The Planck-cooling diagonal is cancelled by the self-response \(\partial J_i/\partial B_i \to 1\), and the whole operator collapses as \(1/(2\Delta\tau)\). The crossover is governed by the local layer optical thickness, not the cumulative optical depth: by \(\Delta\tau \approx 3\) the diagonal is roughly 16 % of its ceiling, and by \(\Delta\tau \approx 10\) the heating Jacobian is effectively zero.

Note

This is transport physics, not a numerical defect: at large optical depth the field is in local thermodynamic equilibrium with the source (\(J \to B\)), so there is no local radiative restoring force on temperature. A radiative-equilibrium temperature corrector must combine the heating Jacobian (which “owns the middle of the optical-depth range”) with a deep, flux-based diffusion treatment and a thin-top Planck inversion.

Cost, caching, and scope

  • No forward work is repeated. The one-time \(O(N_{\text{lyr}} N^3)\) doubling and adding costs are reused. The extra work is two source-only adding sweeps plus one differentiated output pass, each \(O(N_{\text{lyr}}^2 N^2)\) for the full block — typically a single-digit percentage on top of the forward solve.

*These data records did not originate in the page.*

PR #44, opened 2023-05-19
Font handling tweaks for Windows

ileonte:
* `platform_get_fonts_dir()` actually attempts to get the fonts directory from the OS instead of simply returning a hard-coded value
* implemented `platform_find_font_by_name()`

### DIFF
--- a/src/platform/windows.jai
+++ b/src/platform/windows.jai
@@ -229,7 +229,6 @@ REFRESH_TIMER_ID :: 0;
 user32   :: #system_library "user32";
 kernel32 :: #system_library "kernel32";
 shell32  :: #system_library "shell32";
-gdi      :: #system_library "gdi32";
 ole32    :: #system_library "ole32";
 
 KF_FLAG_CREATE :: 0x00008000;                                       // https://learn.microsoft.com/en-us/windows/win32/api/shlobj_core/ne-shlobj_core-known_folder_flag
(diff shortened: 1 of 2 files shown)


src/platform/windows.jai
```diff
@@ -140,11 +140,60 @@ platform_get_save_file_name :: (name := "") -> string /* temp */, success: bool
...
-    return "C:/Windows/Fonts";
+    if !fonts_dir {
+        path_utf16: *u16;
+        ret := SHGetKnownFolderPath(*FOLDERID_Fonts, KF_FLAG_CREATE, null, *path_utf16);
+        defer CoTaskMemFree(path_utf16);
+        if SUCCEEDED(ret) {
+            fonts_dir = copy_string(wide_to_utf8(path_utf16));
+            for 0..fonts_dir.count - 1 {
+                if fonts_dir[it] == #char "\\" then fonts_dir[it] = #char "/";
+            }
```
focus-editor, line 191: For this we use `path_overwrite_separators(fonts_dir, #char "/")`

src/platform/windows.jai
```diff
@@ -140,11 +140,60 @@ platform_get_save_file_name :: (name := "") -> string /* temp */, success: bool
...
+                
+                ret := RegGetValueA(hkey, key.data, value.data, RRF_RT_REG_SZ, null, buff.data, *size);
+                if ret != 0 continue;
+                
+                path := to_string(buff.data, size);
+                if !is_absolute_path(path) {
+                    sb: String_Builder;
+                    init_string_builder(*sb);
+                    print_to_builder(*sb, "%/%", platform_get_fonts_dir(), path);
+                    return true, builder_to_string(*sb, allocator);
```
focus-editor, line 172: I'm not sure why a string builder is used here, since it only prints once.

How about something like this instead:
```
full_path := tprint("%/%", platform_get_fonts_dir(), path);
return true, copy_string(full_path, allocator);
```

src/platform/windows.jai
```diff
@@ -140,11 +140,60 @@ platform_get_save_file_name :: (name := "") -> string /* temp */, success: bool
...
+    // not monospace. However it only enumerates fonts that have been loaded in GDI via
+    // `AddFontResourceEx()` which doesn't include fonts installed in the user specific
+    // location (`%LocalAppData\Microsoft\Windows\Fonts`) by default.
+    //
+    // Instead of spamming `AddFontResourceEx()` calls we just take file names straight
+    // from he registry.
+
+    hkeys  : []HKEY   = .[HKEY_CURRENT_USER, HKEY_LOCAL_MACHINE];
+    styles : []string = .[" Regular", ""];
+    types  : []string = .[" (TrueType)", ""];
```
focus-editor, line 153: The FreeType library which we use for rendering supports OpenType fonts as well - should we add it here too?

src/platform/windows.jai
```diff
@@ -182,12 +233,73 @@ REFRESH_TIMER_ID :: 0;
...
+    tmStruckOut: u8;
+    tmPitchAndFamily: u8;
+    tmCharSet: u8;
+}
+
+DEFAULT_CHARSET :: 1;
+FIXED_PITCH :: 1;
+
+FONTENUMPROCA :: #type (elfe: *ENUMLOGFONTEXA, me: *TEXTMETRICA, FontType: DWORD, lParam: LPARAM) -> s32 #c_call;
+EnumFontFamiliesExA :: (hdc: HDC, lf: *LOGFONTA, proc: FONTENUMPROCA, lParam: LPARAM, dwFlags: DWORD) -> s32 #foreign gdi;
```
focus-editor, line 302: If we're not using `EnumFontFamiliesExA`, perhaps we should remove all the structs and stuff? 

Or are you planning to use it later?

focus-editor (commented):
Awesome!

src/platform/windows.jai
ileonte: Seems like Windows "tags" OpenType fonts as `(TrueType)` as well:
image
This is what I tested with, seemed to work fine.

src/platform/windows.jai
ileonte: The first version I wrote used `EnumFontFamiliesExA()` (there's a comment about it in `platform_find_font_by_name()`). Since it's not part of the official `Windows` module I thought I'd just leave the bindings in place in case we do need them in the future. But I can remove them if you want.

focus-editor: I'd suggest to remove them for now because they are big and distracting - we do have them in this PR to copy from if we want to use them in the future, so your work isn't lost.

PR #46, opened 2023-05-19
Keybindings with multiple key combos

arjenwitteveen:
This is an implementation for keybindings consisting of more than one key combo (e.g., binding `Ctrl-X Ctrl-S` to a specific command). I have resorted to the following nomenclature: a keybinding is defined by a *key sequence*, which consists of one or more *key combos*. Currently, all commands in Focus are called using key sequences consisting of just one key combo. Something like `Ctrl-X Ctrl-S` would be an example of a key sequence consisting of two key combos. This type of key sequence is very prevalent in Emacs, but also exists in editors like VS Code (I think they call it 'key chords' there).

  • Caching. On the templated CPU path the forward build captures the LU factorisations of the adding matrices and interface matrices, so the Jacobian never re-factorises.

  • Validation. The feature is checked against central finite differences to \(\sim 10^{-3}\) relative error and cross-checked against the sibling DisORT++ solver to \(\sim 10^{-5}\), over the absorption and scattering branches, both boundary conditions, both surface modes, and delta-M on/off.

  • Scope. Implemented on the templated CPU path (with caching) and the dynamic fallback (Eigen-based, no caching). A CUDA port is deferred. Only temperature (Planck-source) Jacobians are provided; optical-depth, SSA, and phase-function Jacobians are out of scope.